Stored data entries

PR #162, opened 2021-09-13
Add setVars to FS interface

danieljackins:
This PR extends the FS interface to include setVars to avoid TS/linter errors.

### DIFF
--- a/packages/browser-destinations/src/destinations/fullstory/identifyUser/index.ts
+++ b/packages/browser-destinations/src/destinations/fullstory/identifyUser/index.ts
@@ -59,7 +59,7 @@ const action: BrowserActionDefinition<Settings, typeof FullStory, Payload> = {
   },
   perform: (client, event) => {
     // eslint-disable-next-line @typescript-eslint/no-explicit-any
-    let newTraits: any
+    let newTraits: any = {}
 
     if (event.payload.traits) {
       newTraits = Object.entries(event.payload.traits).reduce(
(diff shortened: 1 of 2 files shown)


packages/browser-destinations/src/destinations/fullstory/identifyUser/index.ts
```diff
@@ -58,7 +58,9 @@ const action: BrowserActionDefinition<Settings, typeof FullStory, Payload> = {
     }
   },
   perform: (client, event) => {
+    // eslint-disable-next-line @typescript-eslint/no-explicit-any
     let newTraits: any = {}
```
mshwery, line 62: Can this be typed? `Record<string, unknown>` ?

packages/browser-destinations/src/destinations/fullstory/viewedPage/index.ts
```diff
@@ -2,6 +2,14 @@ import type { BrowserActionDefinition } from '../../../lib/browser-destinations'
 import type { Settings } from '../generated-types'
 import type { Payload } from './generated-types'
 import * as FullStory from '@fullstory/browser'
+declare global {
+  interface Window {
+    // setVars is not available on the FS client yet.
+    FS: {
```
mshwery, line 8: Are we able to get declaration merging on the FS namespace itself, without having to add it to the `global.Window`?

mshwery (approved):
looks good. left a couple comments!

packages/browser-destinations/src/destinations/fullstory/viewedPage/index.ts
danieljackins: What would that look like? `setVars` doesn't exist on the client, or do you mean something else?

mshwery: I mean by using declaration merging (like i mentioned in your original PR) on the FS types, instead of the window object.

PR #163, opened 2021-09-13
add choices to interface for InputField and enforce as enum

mshwery:
We have choices exposed for global/auth settings, but forgot to expose it for action fields. This PR fixes that!

We also will need to hook it up in Control Plane:
https://github.com/segmentio/control-plane/blob/250b8c149fcce3a3caf2e9142debd2a3a05a4528/src/resources/destination-metadata/actions/action.ts#L29-L44

And in the UI:
https://github.com/segmentio/app/blob/c00d71b09c716ad98676918d1b7493d7bcf6baf0/client/containers/DestinationActions/components/RichInput/RichInput.tsx#L283-L293

### DIFF
--- a/packages/cli/src/commands/push.ts
+++ b/packages/cli/src/commands/push.ts
@@ -142,6 +142,18 @@ export default class Push extends Command {
             )
           }
 
+          let choices: null | { label: string; value: string } = null
+          if (Array.isArray(field.choices) && field.choices.length > 0) {
+            // eslint-disable-next-line @typescript-eslint/no-unsafe-call
+            choices = field.choices.map((choice: string | { label: string; value: string }) => {
+              if (typeof choice === 'string') {
+                return { label: choice, value: choice }
+              }
+
+              return choice
+            })
+          }
+
           return {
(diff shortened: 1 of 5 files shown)


tysonmote (approved):

packages/cli/src/commands/push.ts
```diff
@@ -142,6 +142,18 @@ export default class Push extends Command {
...
+          if (Array.isArray(field.choices) && field.choices.length > 0) {
+            // eslint-disable-next-line @typescript-eslint/no-unsafe-call
+            choices = field.choices.map((choice: string | { label: string; value: string }) => {
+              if (typeof choice === 'string') {
+                return { label: choice, value: choice }
+              }
+
+              return choice
+            })
+          }
```
mshwery, line 155: This is to ensure it's always an array of items like `{ label, value }` even if you've specified the choices using the shorthand `string[]` style.

lcampos (approved):

danielstjules (approved):

juliofarah (approved):

PR #165, opened 2021-09-14
Fix local development

danieljackins:
Local dev was broken after versioning was introduced, as it was looking for something like fullstory.js rather than [hash].js. This PR adds a quick fix (live reloading still won't work properly with this fix)

### DIFF
--- a/packages/browser-destinations/package.json
+++ b/packages/browser-destinations/package.json
@@ -24,7 +24,7 @@
     "prepublishOnly": "yarn build",
     "test": "jest",
     "typecheck": "tsc --noEmit",
-    "dev": "concurrently \"webpack serve\" \"webpack -c webpack.config.js --watch\""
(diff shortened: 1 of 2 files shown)


nettofarah (approved):

packages/browser-destinations/package.json
```diff
@@ -24,7 +24,7 @@
     "prepublishOnly": "yarn build",
     "test": "jest",
     "typecheck": "tsc --noEmit",
-    "dev": "concurrently \"webpack serve\" \"webpack -c webpack.config.js --watch\""
+    "dev": "yarn postclean && yarn build && concurrently \"webpack serve\" \"webpack -c webpack.config.js --watch\""
```
mshwery, line 27: Why not switch local dev mode's file name in webpack? That probably would make it work like it did before during local, and then the production mode would have been versioned?

Not opposed to this solution either  – was just curious as what made you land on this direction instead?

PR #3854, opened 2026-07-03
[Vibe] - new Conversions destination

mdkhan-tw:
Adds a new cloud-mode destination, **Vibe Tracking Event** (slug `actions-vibe-conversions`), that sends conversion events to Vibe via `POST https://t.vibe.co/s2s-conversion/events/segment`.

**What & why:** Vibe wants to receive Segment conversion events (purchases, page views, signups, etc.) for advertiser attribution. This destination maps Segment track/page events to Vibe's single-event conversion API.

### Details

- **Action:** `trackConversion` — 9 mapped fields (`a`, `eid`, `ts`, `ip`, `em`, `ed`, `gid`, `ua`, `url`) plus the `aid` (Pixel ID) settings value injected into every event.
- **Auth:** `scheme: custom`. The Vibe conversion API requires no API key/token; the advertiser is identified by the Pixel ID (`aid`) setting.
- **Presets:** Order Completed → `purchase`, Page Viewed → `page_view`, Signed Up → `signup`.
- **Validation & transforms:**
  - Either `ip` or `em` is required (throws `PayloadValidationError` if both missing).
  - Timestamp must be within the last 7 days; ISO timestamps are converted to UNIX milliseconds.
  - Event type `a` is constrained to the API enum via `choices`.
  - Event data (`ed`) is serialized to a stringified JSON object.
- **No batching:** the Vibe API has no batch endpoint, so `performBatch` is intentionally omitted (single-event POST only).

### TODO before merge

- ⚠️ **Not registered** in `packages/destination-actions/src/destinations/index.ts` yet — the metadata ID must be the production-assigned MongoDB ObjectId created in the control plane, not a placeholder. Register once the destination is created in production.
- **Open questions to confirm with Vibe:** endpoint path `/events/segment` (PRD) vs `/events` (public docs); `em` field and `call` enum value present in PRD but absent from public docs; final destination name (currently "Vibe Tracking Event", TBC); `gid` label/description.

## Testing

- [ ] [If destination is already live] Tested for backward compatibility of destination.

11 Jest tests pass (unit + snapshot), covering the happy path, ISO→UNIX ms conversion, email fallback, both validation errors, enum rejection, presets, and request-body snapshots. Typecheck and lint are clean.

## Security Review

- [x] **Reviewed all field definitions** for sensitive data (API keys, tokens, passwords, client secrets). This API uses no secrets; the only credential-like value is the non-secret Pixel ID.

## New Destination Checklist

- [ ] Extracted all action API versions to `versioning-info.ts` file.


packages/destination-actions/src/destinations/vibe-conversions/index.ts
```diff
@@ -0,0 +1,66 @@
...
+
+const destination: DestinationDefinition<Settings> = {
+  name: 'Vibe Tracking Event',
+  slug: 'actions-vibe-conversions',
+  mode: 'cloud',
+  description: 'Send conversion events to Vibe.',
+
+  authentication: {
+    // Vibe's conversion API requires no API key or token. The advertiser is
+    // identified by the Pixel ID (aid), which is injected into every event.
```
joe-ayoub-segment: let's remove unnecessary comments

packages/destination-actions/src/destinations/vibe-conversions/index.ts
```diff
@@ -0,0 +1,66 @@
+import type { DestinationDefinition } from '@segment/actions-core'
+import { defaultValues } from '@segment/actions-core'
+import type { Settings } from './generated-types'
+
+import trackConversion from './trackConversion'
+
+// Preset mappings reuse the action's default field values, but pin `a` to a
+// preset-specific enum value (the `a` field itself intentionally has no default).
```
joe-ayoub-segment: remove comments.

packages/destination-actions/src/destinations/vibe-conversions/trackConversion/index.ts
```diff
@@ -0,0 +1,139 @@
...
+          exists: { '@path': '$.context.traits.email' },
+          then: { '@path': '$.context.traits.email' },
+          else: { '@path': '$.properties.email' }
+        }
+      }
+    },
+    ed: {
+      label: 'Event Data',
+      description:
+        'Event data. Sent to Vibe as a stringified JSON object. The reserved attributes Price (USD) and Purchase ID are merged into this object.',
```
joe-ayoub-segment:
```suggestion
        'Additional event data to send with the event.',
```

packages/destination-actions/src/destinations/vibe-conversions/trackConversion/index.ts
```diff
@@ -0,0 +1,139 @@
...
+      type: 'string',
+      required: false,
+      default: {
+        '@if': {
+          exists: { '@path': '$.properties.purchase_id' },
+          then: { '@path': '$.properties.purchase_id' },
+          else: { '@path': '$.properties.order_id' }
+        }
+      }
+    },
```
joe-ayoub-segment: Personally I think these fields should be included as properties in the ed field. 

for example something like this: 

ed: {
      label: 'Event Data',
      description: 'Additional data to be sent with the event.',
      type: 'object',
      additionalProperties: true,
      properties: {
           purchase_id: {
                label: 'Purchase ID',
                description:'Reserved event-data attribute: a unique identifier for the purchase. Merged into Event Data as `purchase_id`.',
                type: 'string'
           },
           price_usd: {
                label: 'Price (USD)',
                description: 'Reserved event-data attribute: the price of the conversion in USD. Merged into Event Data as `price_usd`.',
                type: 'number'
           }
      },
      default: { 
           purchase_id: {'@path': '$.properties.purchase_id'},
           price_usd: { '@path': '$.properties.price_usd' }
       }
    },

packages/destination-actions/src/destinations/vibe-conversions/trackConversion/index.ts
```diff
@@ -0,0 +1,139 @@
...
+      label: 'Batch Size',
+      description: 'Maximum number of events to include in each batch. Actual batch sizes may be lower.',
+      type: 'number',
+      required: false,
+      unsafe_hidden: true,
+      default: 1000
+    }
+  },
+  perform: (request, { payload, settings }) => {
+    return sendEvent(request, settings, payload)
```
joe-ayoub-segment, line 101: Usually I prefer to have a single shared code path for single events and batch events. The path needs accepts an array of payloads, so we wrap the single payload in an array. 

We then need code branches inside the shared function to handle multistatus responses when dealing with a real batch. 

The last param I added (false) is an isBatch param which can be used in the sendBatch function. 

This is a preference I have - but others may disagree with it. 

```suggestion
    return sendBatch(request, settings, [payload], false)
```

packages/destination-actions/src/destinations/vibe-conversions/utils.ts
```diff
@@ -0,0 +1,123 @@
...
+// reserved attributes (price_usd, purchase_id) into the event data object.
+function buildEventData(payload: Payload): string | undefined {
+  const { ed, price_usd, purchase_id } = payload
+
+  const merged: Record<string, unknown> = { ...(ed ?? {}) }
+  if (price_usd !== undefined && price_usd !== null) merged.price_usd = price_usd
+  if (purchase_id !== undefined && purchase_id !== null) merged.purchase_id = purchase_id
+
+  if (Object.keys(merged).length === 0) return undefined
+  return JSON.stringify(merged)
```
joe-ayoub-segment:
```suggestion
  if (Object.keys(merged).length === 0) { 
     return undefined
  }
  return JSON.stringify(merged)
```

packages/destination-actions/src/destinations/vibe-conversions/utils.ts
```diff
@@ -0,0 +1,123 @@
...
+// is sent as its own request. Validation and delivery are isolated per event so
+// one invalid or failed event does not fail the whole batch.
+export async function sendBatch(
+  request: RequestClient,
+  settings: Settings,
+  payloads: Payload[]
+): Promise<MultiStatusResponse> {
+  const multiStatusResponse = new MultiStatusResponse()
+
+  await Promise.all(
```
joe-ayoub-segment: This is a bad idea. We should only implement performBatch if the destination API actually has a dedicated batch endpoint to hit. In this case all we're doing is sending a load of single events using Promise.all. Imagine if we get a batch of 1000 events, we'll end up sending 1000 separate post requests :(.

mdkhan-tw: Agreed — removed `performBatch`, `sendBatch`, and the `enable_batching`/`batch_size` fields. The destination now only implements single-event `perform`, since Vibe has no batch endpoint. Fixed in c11a1f2 (and prior).

packages/destination-actions/src/destinations/vibe-conversions/trackConversion/index.ts
mdkhan-tw: Done — `price_usd` and `purchase_id` are now nested as properties inside the `ed` object field (with `additionalProperties: true`), exactly as suggested. Removed the two separate top-level fields.

packages/destination-actions/src/destinations/vibe-conversions/trackConversion/index.ts
mdkhan-tw: Applied — updated the `ed` description to 'Additional data to be sent with the event.'

packages/destination-actions/src/destinations/vibe-conversions/index.ts
mdkhan-tw: Removed.

packages/destination-actions/src/destinations/vibe-conversions/index.ts
mdkhan-tw: Removed.

packages/destination-actions/src/destinations/vibe-conversions/utils.ts
mdkhan-tw: Applied the multi-line brace style throughout the helper.

packages/destination-actions/src/destinations/vibe-conversions/trackConversion/index.ts
mdkhan-tw: Since `performBatch` has been removed entirely (no batch endpoint on Vibe), there's now a single `perform` path only, so the shared-path/`isBatch` refactor no longer applies here. Happy to revisit if Vibe adds a batch endpoint later.

packages/destination-actions/src/destinations/vibe-conversions/utils.ts
```diff
@@ -0,0 +1,67 @@
...
+    throw new PayloadValidationError('Either `ip` (IP Address) or `em` (Email) is required.')
+  }
+
+  const tsMs = toUnixMs(ts)
+  if (tsMs !== undefined) {
+    const now = Date.now()
+    if (now - tsMs > MAX_EVENT_AGE_MS) {
+      throw new PayloadValidationError('`ts` (timestamp) must be within the last 7 days.')
+    }
+  }
```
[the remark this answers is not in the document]
mdkhan-tw: Fixed — added an explicit `tsMs > now` guard that throws 'timestamp cannot be in the future' before the 7-day-age check. Added a test covering it.

packages/destination-actions/src/destinations/vibe-conversions/trackConversion/utils.ts
```diff
@@ -0,0 +1,123 @@
...
+    throw new PayloadValidationError('Either `ip` (IP Address) or `em` (Email) is required.')
+  }
+
+  const tsMs = toUnixMs(ts)
+  if (tsMs !== undefined) {
+    const now = Date.now()
+    if (now - tsMs > MAX_EVENT_AGE_MS) {
+      throw new PayloadValidationError('`ts` (timestamp) must be within the last 7 days.')
+    }
+  }
```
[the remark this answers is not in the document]
mdkhan-tw: Fixed — now rejects future timestamps with an explicit guard (`tsMs > now`). Test added.

packages/destination-actions/src/destinations/vibe-conversions/trackConversion/utils.ts
```diff
@@ -0,0 +1,67 @@
...
+  return ms
+}
+
+// Build a single typed request body from a payload, applying validation and transforms.
+export function buildConversionEvent(payload: Payload, settings: Settings): ConversionEventRequest {
+  const { a, eid, ts, ip, em, ed, gid, ua, url } = payload
+
+  if (!ip && !em) {
+    throw new PayloadValidationError('Either `ip` (IP Address) or `em` (Email) is required.')
+  }
```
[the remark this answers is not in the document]
mdkhan-tw: Fixed — `ip` is now validated with Node's `net.isIP`; a present-but-non-IPv4 value throws a `PayloadValidationError`. Test added.

packages/destination-actions/src/destinations/vibe-conversions/utils.ts
```diff
@@ -0,0 +1,67 @@
...
+
+  return {
+    a: a as EventType,
```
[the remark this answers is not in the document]
mdkhan-tw: Fixed — added an `isEventType` type guard that checks `a` against `EVENT_TYPES` at runtime and throws a `PayloadValidationError`. No more unchecked cast.

packages/destination-actions/src/destinations/vibe-conversions/trackConversion/utils.ts
```diff
@@ -0,0 +1,123 @@
...
+    const now = Date.now()
+    if (now - tsMs > MAX_EVENT_AGE_MS) {
+      throw new PayloadValidationError('`ts` (timestamp) must be within the last 7 days.')
+    }
+  }
+
+  return {
+    a: a as EventType,
+    eid,
+    aid: settings.aid,
```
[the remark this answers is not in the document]
mdkhan-tw: Fixed — `buildConversionEvent` now validates `a` against `EVENT_TYPES` via a type guard and throws `PayloadValidationError`, so the helper is safe regardless of call site.

packages/destination-actions/src/destinations/vibe-conversions/trackConversion/utils.ts
```diff
@@ -0,0 +1,67 @@
...
+function serializeEventData(ed: Payload['ed']): string | undefined {
+  if (ed === undefined || ed === null) return undefined
+  if (typeof ed === 'string') return ed
+  return JSON.stringify(ed)
+}
+
+// Convert an ISO8601 / epoch timestamp to UNIX milliseconds.
+function toUnixMs(ts: Payload['ts']): number | undefined {
+  if (ts === undefined || ts === null || ts === '') return undefined
+  const ms = typeof ts === 'number' ? ts : new Date(ts).getTime()
```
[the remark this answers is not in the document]
mdkhan-tw: Added a test that passes a numeric epoch-ms `ts` and asserts it's forwarded unchanged and still runs through the 7-day validation.

packages/destination-actions/src/destinations/vibe-conversions/index.ts
```diff
@@ -0,0 +1,66 @@
...
+        description: 'The Vibe pixel ID associated with the advertiser. Found in the Vibe dashboard.',
+        required: true
+      }
+    },
+    testAuthentication: (_request, { settings }) => {
+      if (!settings.aid) {
+        throw new Error('Pixel ID is required.')
+      }
+      return true
+    }
```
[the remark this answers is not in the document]
mdkhan-tw: Fixed in c11a1f2 — `testAuthentication` now throws `InvalidAuthenticationError` instead of a generic `Error`.

packages/destination-actions/src/destinations/vibe-conversions/utils.ts
```diff
@@ -0,0 +1,123 @@
...
+        const status = (error as { status?: number })?.status ?? 500
+        multiStatusResponse.setErrorResponseAtIndex(index, {
+          status,
+          errortype: getErrorCodeFromHttpStatus(status),
+          errormessage: (error as Error)?.message ?? 'Delivery failed',
+          sent: body as unknown as Record<string, unknown>
+        })
+      }
+    })
+  )
```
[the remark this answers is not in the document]
mdkhan-tw: Resolved by removing `performBatch` entirely — there's no more fan-out. Vibe has no batch endpoint, so the destination sends single events only.

packages/destination-actions/src/destinations/vibe-conversions/trackConversion/index.ts
```diff
@@ -0,0 +1,139 @@
...
+  },
+  // Vibe's conversion API has no batch endpoint. When batching is enabled,
+  // events are sent as individual requests (one per event) with per-event
+  // error isolation via a MultiStatusResponse.
+  performBatch: (request, { payload, settings }) => {
+    return sendBatch(request, settings, payload)
+  }
```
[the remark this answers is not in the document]
mdkhan-tw: Resolved — removed `performBatch` and the `enable_batching`/`batch_size` fields, so the implementation now matches 'batching intentionally omitted'.

mdkhan-tw:
Thanks for the review @joe-ayoub-segment 🙏 — pushed changes addressing all feedback:

**Batching (removed)**
- Removed `performBatch`, `sendBatch`, and the `enable_batching`/`batch_size` fields. Vibe has no batch endpoint, so the destination sends single events via `perform` only — no `Promise.all` fan-out.

**`ed` field**
- Nested `price_usd` and `purchase_id` as properties inside the `ed` object (with `additionalProperties: true`), per your suggestion. Simplified the description.

**Validation hardening** (from Copilot)
- `a` is validated against `EVENT_TYPES` at runtime via a type guard (no more unchecked cast).
- `ip` is validated as IPv4 via `net.isIP`; non-IPv4 values throw `PayloadValidationError`.
- Future timestamps are now rejected.
- `testAuthentication` throws `InvalidAuthenticationError` instead of a generic `Error`.

**Misc**
- Removed the explanatory comments in `index.ts`.
- Added tests for numeric epoch-ms `ts` passthrough, IPv4 rejection, and future-timestamp rejection.

All 16 unit/snapshot tests pass; lint and typecheck are clean.

packages/destination-actions/src/destinations/vibe-conversions/utils.ts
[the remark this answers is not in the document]
joe-ayoub-segment: It might be worth relaxing this - as a client machine's clock might be slightly ahead of Segment's servers. 
We've never applied a guard like this in any destination AFAIK.

packages/destination-actions/src/destinations/vibe-conversions/utils.ts
mdkhan-tw: Update: after discussing with the destination owner, we've decided to keep `performBatch` so Segment can group events and so a single bad event doesn't fail the whole batch (per-event isolation via MultiStatusResponse). I've added an explicit comment at both the action and `sendBatch` explaining that Vibe has no batch endpoint and each event is still sent as its own POST. Open to further discussion if you feel strongly it should be single-event only.

packages/destination-actions/src/destinations/vibe-conversions/trackConversion/index.ts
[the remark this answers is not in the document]
mdkhan-tw: Update: `performBatch` is being kept (owner decision) for per-event error isolation and Segment-side grouping. Added comments clarifying Vibe has no batch endpoint; each event is still an individual POST. `enable_batching` defaults to true.

packages/destination-actions/src/destinations/vibe-conversions/utils.ts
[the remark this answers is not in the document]
mdkhan-tw: Update: `performBatch` is being retained. Noting your concurrency point — batch sizes are bounded by `batch_size` (default 1000) and Segment's platform controls batch formation. If burst concurrency becomes an issue in practice we can add a limiter, but keeping it simple for now.

packages/destination-actions/src/destinations/vibe-conversions/utils.ts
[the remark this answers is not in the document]
mdkhan-tw: Update: reverted this — rejecting future timestamps isn't part of the requirements, so the guard was removed. Only the 7-day-age check remains.

packages/destination-actions/src/destinations/vibe-conversions/trackConversion/utils.ts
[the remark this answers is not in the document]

Task details:
Display each line of the data where "identified" occurs.

Response to this task:
- **Auth:** `scheme: custom`. The Vibe conversion API requires no API key/token; the advertiser is identified by the Pixel ID (`aid`) setting.
+    // identified by the Pixel ID (aid), which is injected into every event.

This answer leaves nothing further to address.